这时的福海提了干,成了坦克排排长,穿起了“四个口袋”的军装。由士兵直接提干,在当时已经很少了,福海是幸运的一个。而东海在入伍的第三年,也如愿以偿地考上一所炮兵指挥学院,成了准军官。
他们三个“铁杆”哥妹又相聚在一起,又都有了出息,一下子就成了全村的红人、名人。村民们都向他们投过羡慕的目光。
这时的秀珍,二十出头,出落得像朵出水的芙蓉,又像池边的杨柳,也像雨后的山茶……其实用什么美好的比喻都不过分。

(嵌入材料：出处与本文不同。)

PR #1378, opened 2024-03-06
Fix hermetic gradle builds

stuartwdouglas:


deploy/overlays/dev-template/config.yaml
```diff
@@ -19,3 +19,4 @@ spec:
     url: ${GIT_DEPLOY_URL}
     disableSSLVerification: ${GIT_DISABLE_SSL_VERIFICATION}
   requireArtifactVerification: true
+  hermeticBuilds: Required
```
rnc, line 22: Given its eventually evaluated to a boolean in createPipelineSpec would it be better to make it a boolean here and in jbsconfig_types?

PR #736, opened 2026-07-04
Fix/xss rich text and statusmessage bypass

### LINKED ISSUE #720: XSS validator returns 400 for valid rich-text JSON payload in POST body
## Environment

```shell
- Operating System: Linux
- Node Version:     v24.14.0
- Nuxt Version:     4.2.1
- CLI Version:      3.30.0
- Nitro Version:    2.12.9
- Package Manager:  yarn@1.22.19
- Builder:          -
- User Config:      -
- Runtime Modules:  -
- Build Modules:    -
```

## Nuxt Security Version

v2.6.0

## Default setup used?

## Security options

```ts
defineNuxtConfig({
  security: {
    xssValidator: {
      methods: ['POST'],
    },
  },
})
```

## Reproduction

https://github.com/kouts/nuxt-security/tree/xss_issue_reproduction

## Description

- `xssValidator` rejects a POST JSON payload that contains rich-text-like HTML, even when payload is expected application content.
- In the reproduction branch, test `test/xssValidator.richTextFalsePositive.test.ts` sends:
  - `POST /api/rich-text`
  - body: `{"description":"<p style=\"text-align:center\">hello</p>"}`
- Expected: `200 OK` (payload accepted by endpoint; app-level sanitization can handle content).
- Actual: `400 Bad Request` from middleware.
- Root behavior appears to come from validating `JSON.stringify(body)` as a whole string and failing on any transformed output.

## Additional context

I found this while adding a new tRPC route in my Nuxt app that accepts content from a WYSIWYG editor. The route payload includes rich-text HTML (for example: `{"description":"<p style="text-align:center">hello</p>"}`).

With nuxt-security XSS validator enabled, the request is rejected with `400 Bad Request`, even though this is expected editor content that I sanitize in the app layer before storing/rendering.

As a temporary workaround, I had to manually exclude the affected tRPC endpoints from `xssValidator` in route rules and handle sanitization myself in the route logic. I opened this issue because the middleware behavior is unexpectedly blocking valid rich-text JSON payloads and forced route-level exclusions in a normal editor + API flow.

## Logs

```shell
❯ test/xssValidator.richTextFalsePositive.test.ts (1 test | 1 failed)
× allows a rich-text-like JSON payload sent to POST endpoints

AssertionError: expected 400 to be 200 // Object.is equality
- Expected: 200
+ Received: 400
```

kouts:
## Types of changes

## Description

Resolves: #720

Replaces the XSS validator's stringify-and-compare detection with hook-based malicious payload detection. The old approach compared `xss.process(JSON.stringify(body))` to the input and rejected on *any* difference, which caused false positives for legitimate rich-text HTML like e.g. `<p style="text-align:center">hello</p>`.

The new approach uses the `xss` library's hooks to detect specific malicious patterns:
- Non-whitelisted tags (`<script>`, `<iframe>`, `<svg>`, etc.) via `onIgnoreTag`
- Event handler attributes (`on*`) via `onIgnoreTagAttr`
- Dangerous URL protocols (`javascript:`, `vbscript:`, non-image `data:`) via `safeAttrValue` with an inline regex

Also fixes a security bypass where user-controlled `statusMessage: "Bad Request"` in the request body would skip XSS validation entirely.

Defense-in-depth:
- Recursive payload traversal with depth limit (20) to prevent stack overflow on maliciously nested payloads
- `FilterXSS` instance reused per request instead of per-string
- Regex blocks `data:image/svg+xml` (which can embed scripts) while allowing raster image formats (png, jpeg, gif, webp)

## Checklist:

### DIFF
--- a/src/runtime/server/middleware/xssValidator.ts
+++ b/src/runtime/server/middleware/xssValidator.ts
@@ -1,7 +1,7 @@
 import { defineEventHandler, createError, getQuery, readBody, readMultipartFormData } from 'h3'
-import { FilterXSS, type IFilterXSSOptions } from 'xss'
+import { type IFilterXSSOptions } from 'xss'
 import { resolveSecurityRules } from '../../nitro/context'
-import type { HTTPMethod } from '../../../types/middlewares'
+import { hasMaliciousPayload } from '../utils/xssPayload'
 
 export default defineEventHandler(async(event) => {
   const rules = resolveSecurityRules(event)
@@ -11,38 +11,19 @@ export default defineEventHandler(async(event) => {
       ...rules.xssValidator,
       escapeHtml: undefined
     }
-    if (rules.xssValidator.escapeHtml === false) {
-      // No html escaping (by default "<" is replaced by "&lt;" and ">" by "&gt;")
-      filterOpt.escapeHtml = (value: string) => value
-    }
-    const xssValidator = new FilterXSS(filterOpt)
-
     if (event.node.req.socket.readyState !== 'readOnly') {
-      if (
-        rules.xssValidator.methods &&
-        rules.xssValidator.methods.includes(
-          event.node.req.method! as HTTPMethod
-        )
-      ) {
+      const method = event.node.req.method
+      if (method && (rules.xssValidator.methods as readonly string[]).includes(method)) {
         const valueToFilter =
-          event.node.req.method === 'GET'
+            method === 'GET'
             ? getQuery(event)
             : event.node.req.headers['content-type']?.includes(
                 'multipart/form-data'
               )
             ? await readMultipartFormData(event)
             : await readBody(event)
-        // Fix for problems when one middleware is returning an error and it is catched in the next
         if (valueToFilter && Object.keys(valueToFilter).length) {
-          // Only skip XSS filtering if statusMessage === 'Bad Request' (for error propagation)
-          if (valueToFilter.statusMessage === 'Bad Request') {
-            return
-          }
-          const stringifiedValue = JSON.stringify(valueToFilter)
-          const processedValue = xssValidator.process(
-            JSON.stringify(valueToFilter)
-          )
-          if (processedValue !== stringifiedValue) {
+          if (hasMaliciousPayload(valueToFilter, filterOpt)) {
             const badRequestError = {
               statusCode: 400,
               statusMessage: 'Bad Request'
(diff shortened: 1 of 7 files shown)


src/runtime/server/middleware/xssValidator.ts
```diff
@@ -11,38 +11,19 @@ export default defineEventHandler(async(event) => {
...
                 'multipart/form-data'
               )
             ? await readMultipartFormData(event)
             : await readBody(event)
-        // Fix for problems when one middleware is returning an error and it is catched in the next
         if (valueToFilter && Object.keys(valueToFilter).length) {
-          // Only skip XSS filtering if statusMessage === 'Bad Request' (for error propagation)
-          if (valueToFilter.statusMessage === 'Bad Request') {
-            return
-          }
```
kouts, line 40: Removed this check because `statusMessage` comes from the request body, so it's user controlled. An attacker could send `{ "statusMessage": "Bad Request", "payload": "<script>alert(1)</script>" }` and bypass XSS validation entirely.

If middleware-to-middleware signaling is needed here, `event.context` would be the right mechanism since it can only be set by trusted server code.

src/runtime/server/utils/xssPayload.ts
```diff
@@ -0,0 +1,71 @@
+import { FilterXSS, type IFilterXSSOptions } from 'xss'
+
+const DANGEROUS_URL_ATTRS = new Set(['href', 'src', 'background', 'style'])
+const DANGEROUS_PROTOCOLS = /^\s*(?:javascript|vbscript|data\s*:\s*(?!image\/(?!svg)))/i
+const MAX_DEPTH = 20
```
kouts, line 5: Depth limit here prevents stack overflow on maliciously nested payloads. Returns `true` (conservative) when exceeded, meaning deeply nested payloads are treated as suspicious rather than silently accepted. 20 is generous enough for any real API payload while capping recursion before it can crash...

src/runtime/server/middleware/xssValidator.ts
```diff
@@ -11,38 +11,19 @@ export default defineEventHandler(async(event) => {
       ...rules.xssValidator,
       escapeHtml: undefined
```
kouts, line 12: `escapeHtml` doesn't affect our detection, but the `XssValidator` config type has it as `boolean | undefined` while `IFilterXSSOptions` expects a function type. Explicitly overriding to `undefined` keeps TypeScript happy without an assertion.

PR #738, opened 2026-07-18
refactor(cspSsrNonce): refactor html injection

GalacticHypernova:
## Types of changes

## Description

This PR introduces several changes and fixes issues brought on by #670 and #710 :
1. It unifies the nonce replacement logic from 3 passes (for each elem type) to a single pass, improving performance on large HTML and unifying nonce overwrite/prepending logic (which also means script and style nonces are now deduped)
2. It adjusts the nonce pass to accommodate the lack of outer quotes, so it would capture them correctly
3. **Most importantly, it fixes the XSS openings that the previous PR's re-introduced**

While I couldn't seem to get a minimal test case to demonstrate it, I did encounter it myself in my own app:
image

Where some of the data in NUXT_DATA has gotten malformed:
image

With these changes, the app loads with no issues

## Checklist:

### DIFF
--- a/src/runtime/nitro/plugins/40-cspSsrNonce.ts
+++ b/src/runtime/nitro/plugins/40-cspSsrNonce.ts
@@ -16,9 +16,9 @@ function injectNonceToTags(element: string, nonce: string) {
   const quotes: string[] = [];
 
   // Mask attributes to avoid manipulating stringified elements
-  let maskedElement = element.replace(QUOTE_MASK_RE, (match) => {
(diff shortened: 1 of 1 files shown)


GalacticHypernova:
There may be a way to improve the performance of this fix by converting from a negative look-behind to a regular preceding match (negative look-behind is a slower op), which I tried, but I couldn't get it to work on my test case, so due to the urgency of this PR to patch the existing XSS risks I will keep working on it independently and open a new PR when I find the solution.

PR #309, opened 2018-02-06
Adds formatting support for Kibana APIs

tylersmalley:
This was added in a similar format to the already existing code, though I did some minor cleaning up to better understand it. It still references Sense, which I am not sure if we can remove that. If we no longer build docs referencing Sense examples, then we should.

This code could really benefit from a more thorough cleanup or possible rewrite in the future.

screenshot 2018-02-06 07 48 13

screenshot 2018-02-06 07 48 29

Also fixed Copy as cURL commands to include the hostname configured through the settings.

### DIFF
--- a/resources/web/docs.js
+++ b/resources/web/docs.js
@@ -152,11 +152,10 @@
 
 // END jscookie
 
-
 jQuery(function() {
-
   var lang = jQuery('section#guide[lang]').attr('lang') || 'en';
   var Strings;
+
   if (lang === 'en') {
     Strings = {
       "Configure Console URL" : "Configure Console URL",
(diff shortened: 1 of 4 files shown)


tylersmalley:
This is a work in progress until I get the corresponding Kibana PR up to provide complete testing.

tylersmalley:
I need to revert the template literals change here.

tylersmalley:
Reverted template literals. Working on getting API PR up on Kibana.

resources/web/docs.js
```diff
@@ -303,8 +317,14 @@ jQuery(function() {
           curlText += comment + '\n';
         } else {
           path = path.replace(/^\//, '').replace(/\s+$/,'');
-          path += path.includes('?') ? '&pretty' : '?pretty';
-          curlText += 'curl -X' + method + " 'localhost:9200/" + path + "'";
```
tylersmalley: `localhost:9200` was hardcoded here. I updated it to include the host/port configured through the settings.

debadair:
LGTM

We do still publish docs that reference Sense, so for the time being that's still valid.

PR #314, opened 2018-02-13
Added resources for generating standalone docs.

debadair:
The `offline_docs.sh` script modifies the Elastic docs so that they can be viewed locally or hosted on an internal web server without access to the Internet. The required CSS, Javascript, image resources, and our legal disclaimers are loaded from static copies of those files.

The intent is to make a zip file of the standalone docs available to customers who use Elasticsearch in an air-gapped environment and submit a support request for offline versions of our documentation. Ultimately, we'll want to push the zip file to an S3 bucket and update it in place when we ship new releases. 

Publicly hosting the documentation is expressly forbidden by our existing conditions of use:

> The documents produced by this build process may be published only on http://www.elastic.co. They may not be published in any other form or on any other website without explicit permission.

**IMPORTANT**: This script currently modifies the generated docs in-place. (So as to not replicate gigabytes of data.) The resulting zip file is still about 2 GB. 

To run the script to and launch SimpleHTTPServer to view the docs, specify:

`./offline_docs.sh -o`

Specify the `-z` option to generate the zip file. By default, the script loads the resources from `docs/resources/offline` and processes the files in the `docs/html` directory. You can also explicitly specify the directory that contains the docs you want to process and the location of the static resources.


offline_docs.sh
```diff
@@ -0,0 +1,76 @@
...
+  echo "No HTML directory specified. Defaulting to 'html'."
+  HTML_DIR="html"
+fi
+
+if [[ $RESOURCE_DIR == "" ]] ; then
+  echo "No resource directory specified. Defaulting to 'resources/offline'."
+  RESOURCE_DIR="resources/offline"
+fi
+
+printf "Warning: This will modify the contents of $HTML_DIR in place. Continue? y/N: "
```
dedemorton: Might want to be more explicit here about what you mean by "in place." I suspect this means the script will modify whatever files are in the specified directory (or html, by default), but that's not totally clear. 
Maybe the script should be set to clone the docs repo (y/N) to get the latest version of the html files?

offline_docs.sh
```diff
@@ -0,0 +1,76 @@
+#!/bin/bash
+# Modify generated docs in a particular directory to work offline.
+
+date
+
+USAGE="Usage: offline_docs.sh [-d <dir-name>] [-r <dir-name>] [-z] [-o] [-h]."
```
dedemorton: I'm guessing you plan to add more help content here? 

Might be nice to mention that the script creates a zip file called elastic-docs.zip, or give the user the option of setting the name (nice-to-have).

lcawl:
The script succeeded for me, but I've found one link so far that's still trying to go the external site: 
http://0.0.0.0:8000/en/x-pack/current/installing-xpack.html
See the "Installing Logstash" bullet. 
Maybe that's outside the purview of this script, actually, but it will be hard for users to tell which links work (i.e. are local/peer) and which won't (i.e. are external).

clintongormley:
> Didn't notice any issues, except that the pages loaded more slowly than the website (probably because the website is optimized with caching and all that stuff).

That's probably because the SimpleHTTPServer only handles a single request at a time.  It will probably be faster to just open `index.html` in the web browser directly from the file system.  Not sure if that will interfere with the scripts that run.

> The required CSS, Javascript, image resources, and our legal disclaimers are loaded from static copies of those files.

Are you sure about this?  I know the template used to use javascript to handle a lot of layout, and download more JS, CSS, and images that weren't visible in the original HTML.  Are you sure that no other files are fetched remotely after the initial load?

offline_docs.sh
```diff
@@ -0,0 +1,85 @@
...
+  echo "Copying offline resources from $RESOURCE_DIR into $HTML_DIR"
+  cp -r $RESOURCE_DIR/. $HTML_DIR
+
+  cd $HTML_DIR
+
+  echo "Processing files."
+  echo "A LOT of files."
+  echo "This is going to take ten minutes or so."
+
+  find . -name '*.html' -exec sed -i '' -e 's/href="https:\/\/www\.elastic\.co\/guide/href="/g' -e  's/privacy-and-cookie-policy"/privacy-and-cookie-policy\.html"/g' -e 's/terms-of-use"/terms-of-use\.html"/g' -e 's/trademarks"/trademarks\.html"/g' -e 's/privacy-policy"/privacy-policy\.html"/g' -e 's/url="\/guide"/url="\/index.html"/g' -e 's/href="\/guide"/href="\/index.html"/g'  {} \;
```
Mogztter: `\;` will execute the `sed` command for each found result.
So if you found 5000 files, the `sed` command will be executed 5000 times (once per file).

```
sed [...] file1
sed [...] file2
...
```

To improve performance, you could replace `\;` with `\+`.

`\+` will concatenate the found results and will execute the `sed` command only once.

```
sed [...] file1 file2 ...
```

Here are the results on my laptop:

**find with -exec \\;**
```
time find html -name '*.html' -exec sed -i '' -e 's/href="https:\/\/www\.elastic\.co\/guide/href="/g' -e  's/privacy-and-cookie-policy"/privacy-and-cookie-policy\.html"/g' -e 's/terms-of-use"/terms-of-use\.html"/g' -e 's/trademarks"/trademarks\.html"/g' -e 's/privacy-policy"/privacy-policy\.html"/g' -e 's/url="\/guide"/url="\/index.html"/g' -e 's/href="\/guide"/href="\/index.html"/g'  {} \;
```
```
real	7m40.897s
user	5m42.922s
sys	1m14.886s
```

**find with -exec \\+**
```
time find html -name '*.html' -exec sed -i '' -e 's/href="https:\/\/www\.elastic\.co\/guide/href="/g' -e  's/privacy-and-cookie-policy"/privacy-and-cookie-policy\.html"/g' -e 's/terms-of-use"/terms-of-use\.html"/g' -e 's/trademarks"/trademarks\.html"/g' -e 's/privacy-policy"/privacy-policy\.html"/g' -e 's/url="\/guide"/url="\/index.html"/g' -e 's/href="\/guide"/href="\/index.html"/g'  {} \+
```
```
real	5m9.361s
user	4m47.892s
sys	0m19.930s
```

If you want to go one step further, you could use `xargs` to do `sed` in parallel mode.

In this example, I'm using 4 processes (on my 4 cores laptop):

**find with xargs parallel**
```
time find html -name '*.html' -type f -print0 | xargs -0 -P4 sed -i '' -e 's/href="https:\/\/www\.elastic\.co\/guide/href="/g' -e  's/privacy-and-cookie-policy"/privacy-and-cookie-policy\.html"/g' -e 's/terms-of-use"/terms-of-use\.html"/g' -e 's/trademarks"/trademarks\.html"/g' -e 's/privacy-policy"/privacy-policy\.html"/g' -e 's/url="\/guide"/url="\/index.html"/g' -e 's/href="\/guide"/href="\/index.html"/g'
```
```
real	1m32.393s
user	5m22.005s
sys	0m21.567s
```

Please note that most of your resources will be taken during this time (and you laptop may be noisy) 😉 

NOTE: if no `-n[int]` is specified, xargs uses the default of -n5000 (see `man xargs`).
This means that xargs uses up to 5000 parameters for the command and executes it once, instead of 5000 times.


Reference: https://www.everythingcli.org/find-exec-vs-find-xargs/

PR #317, opened 2018-03-06
Add support for """ strings in copy-as-curl

nik9000:
Adds support to copy-as-curl for `"""` delimited strings. `"""` delimited
strings are natively supported by Kibana's CONSOLE but don't work
properly in Elasticsearch unless you convert them into normal JSON. This
adds support to `copy-as-curl` to do that conversion.


nik9000:
Seeing no objections, I suppose it is time merge this.

Issue #161, opened 2017-04-06
Improve error message when there is an authentication failure


nik9000:
When you have multi factor auth turned out `build_docs.pl --all` doesn't need a *password*. It needs an authentication token.

dedemorton:
Closed by #328

PR #328, opened 2018-03-22
Improve error message for auth failure

dedemorton:
Resolves issue https://github.com/elastic/docs/issues/161

@nik9000 Is this sufficient to address your concern? I don't see an actual error...just keeps restarting. I don't want to mess too much with my keychain, tho, so maybe my testing is not thorough enough. Here's what the output looks like: first when I enter the wrong credentials, and then when I enter no password.

image

In the spirit of the existing text, I've tried to keep the messages short.

### DIFF
--- a/build_docs.pl
+++ b/build_docs.pl
@@ -159,7 +159,7 @@ sub build_local_pdf {
 #===================================
 sub build_all {
 #===================================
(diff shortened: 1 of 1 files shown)


nik9000:
Thanks!

debadair:
LGTM

PR #334, opened 2018-04-19
Uses localhost:9200 for ES copy as curl

tylersmalley:
In #309 we began using the configured host for the "Copy as Curl" commands. However, the currently configured host is the Sense/Console host and not the ES host. Until we allow the ES host to be configurable in the way the Console/Sense host is, we will go back to using `localhost:9200`


debadair:
LGTM

I'll open a docs issue for allowing users to configure the ES host--that would indeed be helpful.

PR #344, opened 2018-04-25
Add info about shared attributes

dedemorton:
Devs and contributors are confused about how to do this now. I think we need to continue to mention that attributes can be defined in under the book title (until we get the whole library cleaned up), or people will be confused.


dedemorton:
@lcawl If this looks good when you review it, feel free to merge it directly.

PR #362, opened 2018-05-26
Fix Cloud branches

nrichers:
Looks like https://github.com/elastic/docs/pull/361 introduced an error into `conf.yaml`. This is the fix. I've hung my head in shame.


lcawl:
Yay!  LGTM

PR #364, opened 2018-05-29
conf: add apm-agent-java repo

felixbarny:


felixbarny:
relates to https://github.com/elastic/apm-agent-java/issues/19

dedemorton:
@felixbarny I ran a build and the source files returned errors. It’s not clear to me why you are using passthrough macros, but you can’t use them within back ticks, like this:  `pass:[true]`. You get errors:

```
asciidoc: WARNING: configuration.asciidoc: line 51: nested inline passthrough
asciidoc: WARNING: configuration.asciidoc: line 73: nested inline passthrough
asciidoc: WARNING: configuration.asciidoc: line 156: nested inline passthrough
asciidoc: WARNING: configuration.asciidoc: line 180: nested inline passthrough
asciidoc: WARNING: configuration.asciidoc: line 215: nested inline passthrough
asciidoc: WARNING: configuration.asciidoc: line 265: nested inline passthrough
asciidoc: WARNING: configuration.asciidoc: line 292: nested inline passthrough
asciidoc: WARNING: configuration.asciidoc: line 364: nested inline passthrough
asciidoc: WARNING: configuration.asciidoc: line 386: nested inline passthrough
asciidoc: WARNING: configuration.asciidoc: line 408: nested inline passthrough
asciidoc: WARNING: configuration.asciidoc: line 432: nested inline passthrough
asciidoc: WARNING: configuration.asciidoc: line 458: nested inline passthrough
asciidoc: WARNING: configuration.asciidoc: line 500: nested inline passthrough
asciidoc: WARNING: configuration.asciidoc: line 524: nested inline passthrough
```

If you need to use the passthrough, try using plus marks instead. For example:

```
 +pass:[true]+
```

Let me know when you've fixed the file and I'll take another look at this.

felixbarny:
Fixed in https://github.com/elastic/apm-agent-java/commit/06e47ea62e1a686b6316e5ef8127c6261aeea501

Could you give it another go?

dedemorton:
OK, I'll run the build again, but what I meant is that you should either use plus signs (instead of back ticks) so that the [passthrough macro](http://www.methods.co.nz/asciidoc/userguide.html#X77) gets evaluated, or remove the passthrough entirely. (You only need to use plus signs when you have monospaced text that contains inline substitutions.) What you have now renders like this:

image

Since you've removed the passthrough macro, you can just use back ticks (with no plus signs):

```
`50`
```

felixbarny:
Oh, the asciidoc preview from my editor evaluated the things inside backticks, which made things like `/VAADIN/*, (?i)/heartbeat/*, /favicon.ico, *.js, *.css, *.jpg, *.jpeg, *.png, *.webp, *.svg, *.woff, *.woff2` not seem to work. But with the build it's working fine.

Fixed it.

PR #370, opened 2018-06-04
shared/attributes: add apm-server-ref-62

axw:
Add the apm-server-ref-62 attribute for referring
to version 6.2 specifically, when another branch
is used generally.

(In the Frontend JavaScript APM Agent docs
we use "current" generally, but make specific
reference to 6.2 in one case.)


axw:
Is there a better approach to this? Feels a little clumsy - would be nice to be able to override the {branch} value where {apm-server-ref} is used. I took my cue from {ref-60}.

axw:
> LGTM! Checked the URL you added as well, works. I don't know what your use case is for using links to a specific version, but I expect you do. slightly_smiling_face

This: https://github.com/elastic/apm-agent-js-base/pull/24/files#diff-b40e969cab8a3a76759352587744c4caR12

We want to point to the more recent docs by default, but call out a requirement when using 6.2 specifically.

nrichers:
@axw Makes sense. We do the same on Cloud where we need to version links.

PR #372, opened 2018-06-06
Add note about --resources parameter

cbuescher:
After the x-pack merge, building the Elasticsearch reference documentation
requires specifying additional resources using the `--resource` parameter.
This change adds a note to check the doc_build_aliases.sh file if ommiting this
parameter leads to errors and adds an example for building the reference
documentation.

### DIFF
--- a/README.asciidoc
+++ b/README.asciidoc
@@ -95,6 +95,14 @@ build_docs.pl --doc path/to/index.asciidoc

福海他爹就托人到秀珍家去提亲。虽然他们的年龄都不算大,但在沿海村落,不少二十岁的女人都有孩子了。福海家境好,秀珍与福海从小就在一起玩耍,还经常在福海家吃饭,福海把她当小妹,秀珍把福海、东海当大哥,可福海他爹早就把秀珍当成未来的儿媳妇了。福海去当兵的这几年,福海他爹没少关照秀珍家,秀珍身上穿的运动服就是福海家的服装厂生产的。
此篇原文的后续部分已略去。